Google is increasingly reluctant to provide me with simple stats I ask for (though happy to point me to paywalls). But I do find crude estimates of wealth distribution. (I'd use income rather than wealth for this comparison, but make do with what Google presents.)
I do NOT propose the following redistribution. Just use it as arithmetic demonstration that the wealth or income gap CAN be reduced without tragic results.
Google shows me that the top 10% of U.S.'s 130 million households have, on average, almost $4 million in wealth. On a "share of the pie" basis this is about double of 50 years ago, I think. We could take away half of that $4 million and the rich would still be as well off, relatively, as during the Boom of the 1960's. If we taxed away a teeny-tiny 2% of that Top-10% wealth and gave it to the lowest 6% (i.e. households in "poverty"), that works out to $133,000 per impoverished household. (I am NOT suggesting we give out that cash along with free transport to the street-corners where crack is sold. I'm just demonstrating that there is huge room for redistribution measures.)
1) By looking at wealth rather than income you neglect the fact that you're consuming wealth.
Did I need a larger font here?:
Swammerdami said:
(I'd use income rather than wealth for this comparison, but make do with what Google presents.)
I've looked up a lot of this before, downloaded tables and what-not. I've so many bookmarks I need bookmarks to them. But I still use Google mainly, and searches don't work well for me now, what with paywalls etc.
If YOU posted a link to tables of U.S. income distribution, then Sorry, I missed them.
Be careful with overly-simplistic tables, however. So much of America's income goes to the top 0.01% (or even top 0.001%) that it's easy to be misled about the extent of inequality.
Taking that "2%" basically halves the income of retirees even if you're taking it from pre-tax money. Take it from post-tax money and it's far worse.
In the "thought experiment" the 2% confiscation was a one-time event. I was certainly NOT proposing a $133,000 annual payment to every poor family.
And again, it was just a back-of-the-envelope example to get a feel for the numbers involved. Emily Lake's claim that such a transfer is unfeasible arithmetically is simply wrong.

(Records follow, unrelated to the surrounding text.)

PR #117, opened 2022-01-30
Integrate with `skip`

armanbilge:
A (better) alternative to https://github.com/typelevel/sbt-typelevel/pull/101. This was a good lead.

1. Automatically sets `skip := true` if `crossScalaVersions` for a project does not contain the current `scalaVersion`.
2. Makes `mimaReportBinaryIssues` skip-aware.

I'm going to a snapshot this branch to test it out in frameless. Update: seems to work.

### DIFF
--- a/kernel/src/main/scala/org/typelevel/sbt/TypelevelKernelPlugin.scala
+++ b/kernel/src/main/scala/org/typelevel/sbt/TypelevelKernelPlugin.scala
@@ -48,7 +48,7 @@ object TypelevelKernelPlugin extends AutoPlugin {
     skip := {
       skip.value || {
         val cross = crossScalaVersions.value
-        val ver = (ThisBuild / scalaVersion).value
+        val ver = (LocalRootProject / scalaVersion).value
         !cross.contains(ver)
       }
     }
--- a/kernel/src/main/scala/org/typelevel/sbt/TypelevelKernelPlugin.scala
+++ b/kernel/src/main/scala/org/typelevel/sbt/TypelevelKernelPlugin.scala
@@ -44,6 +44,16 @@ object TypelevelKernelPlugin extends AutoPlugin {
   override def buildSettings =
     addCommandAlias("tlReleaseLocal", mkCommand(List("reload", "project /", "+publishLocal")))
 
+  override def projectSettings = Seq(
+    skip := {
+      skip.value || {
+        val cross = crossScalaVersions.value
+        val ver = (ThisBuild / scalaVersion).value
+        !cross.contains(ver)
+      }
+    }
+  )
+
   private[sbt] def mkCommand(commands: List[String]): String = commands.mkString("; ", "; ", "")
 
 }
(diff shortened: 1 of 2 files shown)


kernel/src/main/scala/org/typelevel/sbt/TypelevelKernelPlugin.scala
```diff
@@ -44,6 +44,16 @@ object TypelevelKernelPlugin extends AutoPlugin {
   override def buildSettings =
     addCommandAlias("tlReleaseLocal", mkCommand(List("reload", "project /", "+publishLocal")))
 
+  override def projectSettings = Seq(
+    skip := {
+      skip.value || {
+        val cross = crossScalaVersions.value
+        val ver = (ThisBuild / scalaVersion).value
```
armanbilge, line 51: `ThisBuild` doesn't seem to be the right way to access the `++scalaVersion`

mima/src/main/scala/org/typelevel/sbt/TypelevelMimaPlugin.scala
```diff
@@ -41,6 +41,11 @@ object TypelevelMimaPlugin extends AutoPlugin {
   )
 
   override def projectSettings = Seq[Setting[_]](
+    mimaReportBinaryIssues := {
+      if ((mimaReportBinaryIssues / skip).value)
+        ()
+      else mimaReportBinaryIssues.value
+    },
```
rossabaker, line 48: This looks like a good upstream candidate.

kernel/src/main/scala/org/typelevel/sbt/TypelevelKernelPlugin.scala
```diff
@@ -44,6 +44,16 @@ object TypelevelKernelPlugin extends AutoPlugin {
...
+  override def projectSettings = Seq(
+    skip := {
+      skip.value || {
+        val cross = crossScalaVersions.value
+        val ver = (LocalRootProject / scalaVersion).value
+        !cross.contains(ver)
+      }
+    }
+  )
+
```
rossabaker, line 56: I'd say this is a good upstream candidate too, but maybe too many builds are depending on it not being this way. :shrug:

2) There's a lot of "money" that can't actually be spent. The economy doesn't produce the goods/services to spend it on, converting it to consumer spending is going to cause an inflation spike.
Take your ill-founded hypothesis to the Inflation thread!
3) You probably didn't do much for those households in poverty anyway--most people in poverty are there because of economic mismanagement and the money won't fix that.
Hunh? My plan offered subsidized housing and food, etc. and specifically NOT "money."